• [Brief]:
Find the string "false" in the records and copy each line where it occurs.

• [Records to process]:
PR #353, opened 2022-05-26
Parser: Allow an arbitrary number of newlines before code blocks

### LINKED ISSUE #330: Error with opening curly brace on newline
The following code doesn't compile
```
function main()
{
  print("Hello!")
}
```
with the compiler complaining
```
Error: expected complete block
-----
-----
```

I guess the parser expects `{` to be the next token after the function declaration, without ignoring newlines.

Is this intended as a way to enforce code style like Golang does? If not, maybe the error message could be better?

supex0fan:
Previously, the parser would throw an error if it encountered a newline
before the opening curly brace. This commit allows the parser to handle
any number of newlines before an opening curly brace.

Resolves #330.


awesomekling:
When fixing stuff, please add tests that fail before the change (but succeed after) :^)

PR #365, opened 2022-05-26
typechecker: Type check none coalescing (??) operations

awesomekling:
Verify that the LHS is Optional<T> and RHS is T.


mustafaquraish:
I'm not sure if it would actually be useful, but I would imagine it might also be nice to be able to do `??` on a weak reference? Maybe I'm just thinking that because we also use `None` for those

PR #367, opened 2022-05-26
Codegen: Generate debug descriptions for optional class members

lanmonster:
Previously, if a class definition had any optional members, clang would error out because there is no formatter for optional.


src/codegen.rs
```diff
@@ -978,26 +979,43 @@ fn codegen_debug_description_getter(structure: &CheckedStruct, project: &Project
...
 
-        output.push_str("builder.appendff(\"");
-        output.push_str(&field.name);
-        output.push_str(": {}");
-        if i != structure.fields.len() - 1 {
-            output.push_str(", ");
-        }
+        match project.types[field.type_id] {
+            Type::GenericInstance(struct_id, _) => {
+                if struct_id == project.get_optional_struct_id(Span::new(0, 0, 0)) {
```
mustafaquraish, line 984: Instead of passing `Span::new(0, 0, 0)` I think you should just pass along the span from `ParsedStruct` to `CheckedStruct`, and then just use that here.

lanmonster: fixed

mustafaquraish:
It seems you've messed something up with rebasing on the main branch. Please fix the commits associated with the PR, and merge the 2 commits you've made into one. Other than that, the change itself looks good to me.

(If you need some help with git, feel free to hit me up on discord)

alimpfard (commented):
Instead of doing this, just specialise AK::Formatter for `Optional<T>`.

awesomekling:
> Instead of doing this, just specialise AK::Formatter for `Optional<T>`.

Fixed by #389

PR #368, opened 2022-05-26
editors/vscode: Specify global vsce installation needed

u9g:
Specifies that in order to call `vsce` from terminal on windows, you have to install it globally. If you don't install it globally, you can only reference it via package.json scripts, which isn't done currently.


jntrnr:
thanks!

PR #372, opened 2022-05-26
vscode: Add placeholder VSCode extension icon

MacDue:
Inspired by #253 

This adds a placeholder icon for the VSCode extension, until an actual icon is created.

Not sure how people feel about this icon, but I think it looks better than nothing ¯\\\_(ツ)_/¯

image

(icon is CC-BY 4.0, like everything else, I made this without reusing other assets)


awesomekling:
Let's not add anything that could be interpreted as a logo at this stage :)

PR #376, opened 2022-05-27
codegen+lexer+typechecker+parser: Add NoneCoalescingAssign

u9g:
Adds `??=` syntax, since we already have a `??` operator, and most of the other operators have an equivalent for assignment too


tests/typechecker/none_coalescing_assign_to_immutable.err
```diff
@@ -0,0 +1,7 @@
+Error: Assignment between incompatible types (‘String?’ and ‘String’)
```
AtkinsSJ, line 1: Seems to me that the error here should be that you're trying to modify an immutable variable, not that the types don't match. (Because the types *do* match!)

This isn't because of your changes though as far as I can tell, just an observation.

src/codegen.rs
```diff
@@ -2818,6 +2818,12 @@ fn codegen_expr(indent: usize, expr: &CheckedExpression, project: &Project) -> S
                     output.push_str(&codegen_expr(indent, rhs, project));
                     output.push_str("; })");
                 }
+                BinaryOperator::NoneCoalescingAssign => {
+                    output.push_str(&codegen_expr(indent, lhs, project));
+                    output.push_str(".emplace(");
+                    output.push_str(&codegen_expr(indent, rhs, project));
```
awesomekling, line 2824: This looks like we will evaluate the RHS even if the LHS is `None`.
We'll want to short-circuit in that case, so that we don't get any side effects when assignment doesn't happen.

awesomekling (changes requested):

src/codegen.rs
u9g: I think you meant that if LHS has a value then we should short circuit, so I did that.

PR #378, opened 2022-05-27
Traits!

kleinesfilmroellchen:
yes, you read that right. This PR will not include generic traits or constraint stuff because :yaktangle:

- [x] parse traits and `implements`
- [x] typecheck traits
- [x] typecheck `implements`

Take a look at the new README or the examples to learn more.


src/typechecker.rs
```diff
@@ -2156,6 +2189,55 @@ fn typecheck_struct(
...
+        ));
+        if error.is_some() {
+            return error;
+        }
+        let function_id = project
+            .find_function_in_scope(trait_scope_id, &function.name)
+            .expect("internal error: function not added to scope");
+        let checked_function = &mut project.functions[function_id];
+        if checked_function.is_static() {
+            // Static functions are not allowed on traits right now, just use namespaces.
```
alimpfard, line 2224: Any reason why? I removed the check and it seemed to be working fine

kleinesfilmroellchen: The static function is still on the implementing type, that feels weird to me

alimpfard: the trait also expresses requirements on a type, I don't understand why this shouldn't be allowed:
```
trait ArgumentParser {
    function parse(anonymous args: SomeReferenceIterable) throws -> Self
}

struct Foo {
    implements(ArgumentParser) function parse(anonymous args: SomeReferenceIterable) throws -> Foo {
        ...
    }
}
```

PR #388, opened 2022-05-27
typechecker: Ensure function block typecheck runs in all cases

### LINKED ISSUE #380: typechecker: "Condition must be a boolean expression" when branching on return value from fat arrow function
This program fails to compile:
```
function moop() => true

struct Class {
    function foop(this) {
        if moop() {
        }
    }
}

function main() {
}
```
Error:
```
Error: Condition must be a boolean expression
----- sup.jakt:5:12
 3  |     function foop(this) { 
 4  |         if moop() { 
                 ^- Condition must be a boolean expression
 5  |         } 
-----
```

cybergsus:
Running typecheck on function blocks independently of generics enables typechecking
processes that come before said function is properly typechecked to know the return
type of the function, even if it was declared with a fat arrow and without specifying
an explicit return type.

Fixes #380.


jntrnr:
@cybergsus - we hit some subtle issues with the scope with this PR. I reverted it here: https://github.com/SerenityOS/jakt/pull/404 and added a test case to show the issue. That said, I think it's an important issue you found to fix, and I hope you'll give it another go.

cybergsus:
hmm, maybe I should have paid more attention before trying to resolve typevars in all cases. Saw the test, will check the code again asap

==

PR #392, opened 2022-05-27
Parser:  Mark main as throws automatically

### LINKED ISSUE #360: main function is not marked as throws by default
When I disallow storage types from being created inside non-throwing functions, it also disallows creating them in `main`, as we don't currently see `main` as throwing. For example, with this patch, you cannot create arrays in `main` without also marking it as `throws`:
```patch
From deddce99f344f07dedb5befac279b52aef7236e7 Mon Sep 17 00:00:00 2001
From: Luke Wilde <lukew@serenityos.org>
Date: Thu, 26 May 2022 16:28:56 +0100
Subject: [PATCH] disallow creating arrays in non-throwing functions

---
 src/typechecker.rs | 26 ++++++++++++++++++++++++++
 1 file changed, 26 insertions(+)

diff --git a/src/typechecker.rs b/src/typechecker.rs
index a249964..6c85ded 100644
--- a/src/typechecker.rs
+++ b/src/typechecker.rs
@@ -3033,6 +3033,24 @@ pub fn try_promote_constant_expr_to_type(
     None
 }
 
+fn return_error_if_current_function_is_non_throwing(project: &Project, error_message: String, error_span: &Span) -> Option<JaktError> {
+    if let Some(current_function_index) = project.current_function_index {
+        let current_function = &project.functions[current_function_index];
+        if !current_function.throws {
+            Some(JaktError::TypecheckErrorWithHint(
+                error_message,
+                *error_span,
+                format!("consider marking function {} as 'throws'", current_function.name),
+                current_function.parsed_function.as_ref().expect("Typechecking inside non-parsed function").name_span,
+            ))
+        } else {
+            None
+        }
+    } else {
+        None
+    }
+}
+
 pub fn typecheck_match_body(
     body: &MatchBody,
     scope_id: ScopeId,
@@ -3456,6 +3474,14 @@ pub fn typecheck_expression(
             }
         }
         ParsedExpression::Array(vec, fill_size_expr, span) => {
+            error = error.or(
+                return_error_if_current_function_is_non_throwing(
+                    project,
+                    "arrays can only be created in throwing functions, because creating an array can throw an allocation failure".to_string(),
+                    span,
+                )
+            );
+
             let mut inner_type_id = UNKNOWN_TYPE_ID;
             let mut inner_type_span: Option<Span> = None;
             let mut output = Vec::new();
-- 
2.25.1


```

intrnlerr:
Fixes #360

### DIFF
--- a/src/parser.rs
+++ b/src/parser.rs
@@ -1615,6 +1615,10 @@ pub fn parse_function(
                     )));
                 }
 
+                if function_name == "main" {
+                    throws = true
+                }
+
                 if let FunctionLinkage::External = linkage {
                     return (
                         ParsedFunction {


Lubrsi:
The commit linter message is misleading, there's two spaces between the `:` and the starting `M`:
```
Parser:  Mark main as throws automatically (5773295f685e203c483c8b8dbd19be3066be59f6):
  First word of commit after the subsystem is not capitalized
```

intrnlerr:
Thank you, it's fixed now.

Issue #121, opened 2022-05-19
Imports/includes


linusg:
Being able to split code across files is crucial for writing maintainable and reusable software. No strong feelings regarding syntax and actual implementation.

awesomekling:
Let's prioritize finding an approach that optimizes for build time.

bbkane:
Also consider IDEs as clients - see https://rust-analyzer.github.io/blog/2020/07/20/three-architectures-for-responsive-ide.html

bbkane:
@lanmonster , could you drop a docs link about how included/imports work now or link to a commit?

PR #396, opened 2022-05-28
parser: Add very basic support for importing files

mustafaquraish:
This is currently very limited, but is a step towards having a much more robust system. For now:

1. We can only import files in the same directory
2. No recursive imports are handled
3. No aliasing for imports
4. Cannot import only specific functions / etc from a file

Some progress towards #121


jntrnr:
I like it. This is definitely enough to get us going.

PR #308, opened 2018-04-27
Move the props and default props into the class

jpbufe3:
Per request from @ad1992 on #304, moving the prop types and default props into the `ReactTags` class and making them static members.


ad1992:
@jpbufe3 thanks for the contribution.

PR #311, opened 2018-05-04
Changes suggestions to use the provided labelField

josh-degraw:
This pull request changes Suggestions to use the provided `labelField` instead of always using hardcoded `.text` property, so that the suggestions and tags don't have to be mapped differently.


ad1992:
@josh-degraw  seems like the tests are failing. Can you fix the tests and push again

* * *

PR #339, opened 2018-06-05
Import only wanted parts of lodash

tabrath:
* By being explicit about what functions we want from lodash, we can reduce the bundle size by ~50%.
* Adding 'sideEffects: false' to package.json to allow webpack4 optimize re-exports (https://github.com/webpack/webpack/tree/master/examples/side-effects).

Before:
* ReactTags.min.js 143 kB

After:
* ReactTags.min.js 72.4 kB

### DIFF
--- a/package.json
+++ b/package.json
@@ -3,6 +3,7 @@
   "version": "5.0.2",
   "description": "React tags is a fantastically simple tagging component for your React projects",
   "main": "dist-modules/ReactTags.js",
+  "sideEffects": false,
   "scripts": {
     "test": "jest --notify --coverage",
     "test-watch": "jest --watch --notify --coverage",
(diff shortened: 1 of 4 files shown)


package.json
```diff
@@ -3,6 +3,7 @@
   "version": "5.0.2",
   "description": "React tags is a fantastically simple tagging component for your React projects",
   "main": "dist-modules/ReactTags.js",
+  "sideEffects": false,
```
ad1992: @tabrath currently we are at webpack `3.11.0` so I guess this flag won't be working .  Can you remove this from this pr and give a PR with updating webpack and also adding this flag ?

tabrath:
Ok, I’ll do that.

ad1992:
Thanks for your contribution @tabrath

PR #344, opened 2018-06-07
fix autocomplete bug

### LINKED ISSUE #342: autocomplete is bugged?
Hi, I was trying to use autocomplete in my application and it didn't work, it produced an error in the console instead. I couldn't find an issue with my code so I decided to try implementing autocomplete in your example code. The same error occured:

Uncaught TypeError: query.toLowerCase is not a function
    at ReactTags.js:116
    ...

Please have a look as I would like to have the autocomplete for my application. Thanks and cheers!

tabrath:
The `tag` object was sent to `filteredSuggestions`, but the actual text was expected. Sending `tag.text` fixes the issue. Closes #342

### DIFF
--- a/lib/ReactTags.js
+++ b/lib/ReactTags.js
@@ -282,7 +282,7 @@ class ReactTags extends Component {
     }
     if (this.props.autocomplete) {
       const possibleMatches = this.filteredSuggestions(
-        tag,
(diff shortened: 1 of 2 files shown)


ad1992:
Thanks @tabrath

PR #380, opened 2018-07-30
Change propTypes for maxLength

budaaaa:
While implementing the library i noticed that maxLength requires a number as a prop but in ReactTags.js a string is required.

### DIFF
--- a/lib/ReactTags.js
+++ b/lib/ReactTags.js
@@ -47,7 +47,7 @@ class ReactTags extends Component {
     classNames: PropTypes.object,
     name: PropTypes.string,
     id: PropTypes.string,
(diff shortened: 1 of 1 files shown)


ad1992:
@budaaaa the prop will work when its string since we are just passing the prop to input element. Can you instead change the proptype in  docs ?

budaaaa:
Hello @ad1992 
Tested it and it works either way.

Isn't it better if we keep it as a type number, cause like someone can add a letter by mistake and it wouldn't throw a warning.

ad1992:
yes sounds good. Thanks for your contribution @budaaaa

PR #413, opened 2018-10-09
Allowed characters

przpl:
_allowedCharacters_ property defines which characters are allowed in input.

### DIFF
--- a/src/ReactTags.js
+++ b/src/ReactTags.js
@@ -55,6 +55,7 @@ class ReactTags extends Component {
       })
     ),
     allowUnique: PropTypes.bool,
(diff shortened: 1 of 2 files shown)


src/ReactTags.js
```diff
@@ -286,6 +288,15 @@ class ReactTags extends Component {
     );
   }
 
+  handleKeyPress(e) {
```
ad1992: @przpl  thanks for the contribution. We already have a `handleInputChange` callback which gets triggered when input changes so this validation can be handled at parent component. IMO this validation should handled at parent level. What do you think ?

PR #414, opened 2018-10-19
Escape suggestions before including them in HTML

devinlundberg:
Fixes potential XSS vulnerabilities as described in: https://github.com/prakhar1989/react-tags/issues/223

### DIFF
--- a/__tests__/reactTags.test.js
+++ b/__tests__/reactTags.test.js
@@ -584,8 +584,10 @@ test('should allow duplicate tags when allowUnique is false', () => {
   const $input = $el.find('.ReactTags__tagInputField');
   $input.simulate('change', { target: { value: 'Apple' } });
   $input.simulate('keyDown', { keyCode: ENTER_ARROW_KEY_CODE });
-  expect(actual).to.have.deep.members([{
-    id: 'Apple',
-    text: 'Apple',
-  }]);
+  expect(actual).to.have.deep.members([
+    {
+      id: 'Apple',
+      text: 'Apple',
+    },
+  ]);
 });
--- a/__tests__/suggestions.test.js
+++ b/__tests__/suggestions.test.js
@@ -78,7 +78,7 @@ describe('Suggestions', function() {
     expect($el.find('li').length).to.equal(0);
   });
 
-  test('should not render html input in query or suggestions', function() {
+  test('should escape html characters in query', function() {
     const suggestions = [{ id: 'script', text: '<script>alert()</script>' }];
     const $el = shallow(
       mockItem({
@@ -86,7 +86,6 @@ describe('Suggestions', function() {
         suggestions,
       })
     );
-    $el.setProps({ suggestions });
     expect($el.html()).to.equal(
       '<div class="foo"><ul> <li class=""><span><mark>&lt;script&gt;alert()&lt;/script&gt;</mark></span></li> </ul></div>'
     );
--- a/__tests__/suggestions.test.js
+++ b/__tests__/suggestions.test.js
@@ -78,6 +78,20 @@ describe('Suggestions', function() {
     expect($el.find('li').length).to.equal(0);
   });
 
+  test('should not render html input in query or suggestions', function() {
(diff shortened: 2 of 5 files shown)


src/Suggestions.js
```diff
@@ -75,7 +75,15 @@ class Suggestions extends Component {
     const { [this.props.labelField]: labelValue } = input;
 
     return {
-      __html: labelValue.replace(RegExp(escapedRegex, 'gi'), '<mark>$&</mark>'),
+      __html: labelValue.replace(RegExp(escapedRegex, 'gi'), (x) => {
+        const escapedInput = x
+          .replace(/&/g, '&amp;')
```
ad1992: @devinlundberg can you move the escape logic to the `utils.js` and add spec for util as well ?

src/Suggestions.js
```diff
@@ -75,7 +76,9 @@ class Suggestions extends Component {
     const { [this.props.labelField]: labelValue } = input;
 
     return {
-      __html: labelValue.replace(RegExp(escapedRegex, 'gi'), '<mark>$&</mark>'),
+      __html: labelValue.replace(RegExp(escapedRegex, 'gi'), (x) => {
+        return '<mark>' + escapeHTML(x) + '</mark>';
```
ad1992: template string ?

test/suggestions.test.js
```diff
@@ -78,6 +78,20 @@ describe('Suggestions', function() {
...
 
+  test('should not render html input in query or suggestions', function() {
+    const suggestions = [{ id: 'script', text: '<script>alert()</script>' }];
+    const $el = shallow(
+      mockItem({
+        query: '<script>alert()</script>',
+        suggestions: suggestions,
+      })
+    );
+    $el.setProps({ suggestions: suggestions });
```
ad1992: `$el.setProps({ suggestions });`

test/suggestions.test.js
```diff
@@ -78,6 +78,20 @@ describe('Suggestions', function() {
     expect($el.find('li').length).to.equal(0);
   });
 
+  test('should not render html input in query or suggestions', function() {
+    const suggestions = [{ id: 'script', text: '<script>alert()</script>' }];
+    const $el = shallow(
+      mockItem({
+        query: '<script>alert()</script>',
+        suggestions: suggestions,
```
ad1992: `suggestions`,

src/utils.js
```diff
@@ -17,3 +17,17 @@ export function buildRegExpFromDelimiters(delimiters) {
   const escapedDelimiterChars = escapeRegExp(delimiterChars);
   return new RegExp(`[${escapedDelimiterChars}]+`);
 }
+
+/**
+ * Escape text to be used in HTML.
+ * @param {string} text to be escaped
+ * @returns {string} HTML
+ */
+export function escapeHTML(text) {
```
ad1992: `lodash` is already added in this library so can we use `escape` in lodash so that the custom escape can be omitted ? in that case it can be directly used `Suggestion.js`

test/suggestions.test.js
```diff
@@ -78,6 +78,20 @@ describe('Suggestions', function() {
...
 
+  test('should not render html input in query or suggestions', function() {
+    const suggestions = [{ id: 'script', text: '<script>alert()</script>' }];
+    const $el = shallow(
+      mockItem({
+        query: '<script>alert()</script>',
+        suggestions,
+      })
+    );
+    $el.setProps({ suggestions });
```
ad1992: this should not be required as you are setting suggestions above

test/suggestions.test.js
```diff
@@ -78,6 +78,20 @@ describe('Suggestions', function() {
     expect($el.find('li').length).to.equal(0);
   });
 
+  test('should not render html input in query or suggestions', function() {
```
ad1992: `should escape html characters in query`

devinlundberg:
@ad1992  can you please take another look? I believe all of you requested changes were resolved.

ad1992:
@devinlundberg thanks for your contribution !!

• [Output of the task]:
* Adding 'sideEffects: false' to package.json to allow webpack4 optimize re-exports (https://github.com/webpack/webpack/tree/master/examples/side-effects).
+  "sideEffects": false,
+  "sideEffects": false,
@@ -584,8 +584,10 @@ test('should allow duplicate tags when allowUnique is false', () => {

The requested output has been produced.